The speedup provided (x100 to x1000 faster) makes diamond a good tool when targeting digital sobriety.

Tunning the slurm parameters

Question

Reduce the amount of memory used by diamond job. What appends if you reduce the amount too much?

Tip

Setting resources correctly (#cpus, memory, max time) ensures a job don't waste ressources. The side effect is that your jobs may aslo start sooner. However it requires knowledge to set them before hand.

We provide a page to help you with some tools.

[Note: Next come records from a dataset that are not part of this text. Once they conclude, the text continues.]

PR #8801, opened 2024-02-06
refactor: webview as child for WebviewWindow, enhance resizing closes #6322

### LINKED ISSUE #6322: [bug] Resizing on Windows is much slower in Tauri than in Wry
### Describe the bug

We all know that Chromium is super slow to resize its content, it's present in all Chromium browsers too, but while trying out a few workarounds to make it less noticeable, like setting the window background color via win32 apis (changing the webview2 background doesn't change anything btw because the webview itself is not resized in time), i noticed that this is pretty much no problem in Wry but it got even worse in Tauri than the last time i really paid attention to it.
Here's a recording. Its resolution and fps makes it look a bit worse than it actually is.

https://user-images.githubusercontent.com/30730186/210389507-8367d374-c65f-4238-9e76-7aea3d65ffb4.mp4

Note that i already disabled Tauri's window event handlers in its source code for that recording - no noticeable difference. The 2 apps in the video are release builds pointing to my local dev server. debug builds, and release builds with bundled artifacts have the same behavior.

I could not reproduce this issue on Linux.

### Reproduction

Build literally any app on Windows. It's present even in the most lightweight vanillajs apps.

### Expected behavior

i don't expect Tauri to be as fast as Wry but it shouldn't feel like my computer is crashing.

### Platform and versions

Environment
  › OS: Windows 10.0.19045 X64
  › Webview2: 108.0.1462.54
  › MSVC:
  › Node.js: 18.12.1
  › npm: 8.19.2
  › pnpm: 7.21.0
  › yarn: 1.22.19
  › rustup: 1.25.1
  › rustc: 1.66.0
  › cargo: 1.66.0

Packages
  › @tauri-apps/cli [NPM]: 1.2.2
  › @tauri-apps/api [NPM]: 1.2.0
  › tauri [RUST]: 1.2.3, (overwritten with local path for testing but released version has the same problem)
  › tauri-build [RUST]: 1.2.1,
  › tao [RUST]: 0.15.8,
  › wry [RUST]: 0.23.4,

App
  › build-type: bundle
  › CSP: unset
  › distDir: ../dist
  › framework: React
  › bundler: Vite

App directory structure
  ├─ dist
  ├─ node_modules
  ├─ src
  └─ src-tauri

### Stack trace

_No response_

### Additional context

I also added some window event logging in Wry's source code for testing and that looks jittery too when used in Tauri.

lucasfernog:
Doesn't work 100% yet :(


lucasfernog:
I've been getting help from @FabianLars to get this to work but no luck yet.

The example from https://github.com/tauri-apps/tauri/issues/6322#issuecomment-1872491965 also has a window.request_redraw() but I don't think that helps.

core/tauri-runtime-wry/src/lib.rs
```diff
@@ -3342,27 +3400,7 @@ fn create_webview<T: UserEvent>(
...
-        target_os = "ios",
-        target_os = "android"
-      )))]
-      let builder = {
-        let vbox = window.default_vbox().unwrap();
-        WebViewBuilder::new_gtk(vbox)
-      };
-      builder
-    }
+    WebViewBuilder::new_as_child(&window)
```
amrbashir, line 3443: iirc, using `new_as_child` has shortcomings on macOS and probably should not be used by default
cc @wusyong

core/tauri-runtime-wry/src/lib.rs
```diff
@@ -117,6 +118,8 @@ type IpcHandler = dyn Fn(String) + 'static;
 mod webview;
 pub use webview::Webview;
 
+const RESIZE_INTERVAL: Duration = Duration::from_millis(1000 / 120);
```
amrbashir, line 121: is there a reason for this specific interval? or should we get it from monitor refresh rate?

amrbashir (changes requested):
Tbh I am not super sold on implementing this inside tauri and would recommend that this be kept up to users to implement (I believe this will require exposing more of these events to `App::run` method).

And while we are at it, I don't also like the auto-resize attribute, if user opted explicitly into multiwebview, they should be expected to handle that on their own but I am not opposed to it completely.

core/tauri-runtime-wry/src/lib.rs
FabianLars: Anything faster was getting quite laggy in my testing especially times 4 for the multiwebview example.

But making it variable is still useful, at least to get it lower than 120 for slower displays.

FabianLars:
I'm not super happy with it either, at least with how it currently is implemented and how less of an effect it has on a multiwebview app, but I disagree that it should be handled on the user side. Without anything on our side resizing on windows is really horrible and basically unusable for multiwebview windows.

Maybe have it opt-in as a compromise?

amrbashir:
No need for an option, let's roll with it and see if there is any negative feedback down the road.

lucasfernog:
@FabianLars @amrbashir can you check what else we can do on Windows to enhance this?

lucasfernog:
Probably needs a better approach.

In addition, ask community to help you to choose the right tools and set efficient parameters.

Solution

Breakpoint is under 170 MB

sbatch --mem=150M diamondx.sh

or edit the script diamondx.sh to keep track of parameters

diamondx.sh
 1
 2
 3
 4
 5
 6
 7
 8
 9
10
11
#!/bin/sh
#SBATCH --cpus-per-task=8
#SBATCH --mem=150M

INPUT="contigs.fasta"

module purge
module load bioinfo/DIAMOND/2.1.4
diamond blastx --db /bank/diamonddb/ensembl_danio_rerio_pep.dmnd \
  --query $INPUT --out $INPUT.diamondx_dr --outfmt 0 \
  --evalue 10e-10 --threads $SLURM_CPUS_PER_TASK

Even with x10 memory consumption, diamond still a good tool for digital sobriety. Some diamond options allow to reduce memory consumption by trading off speed.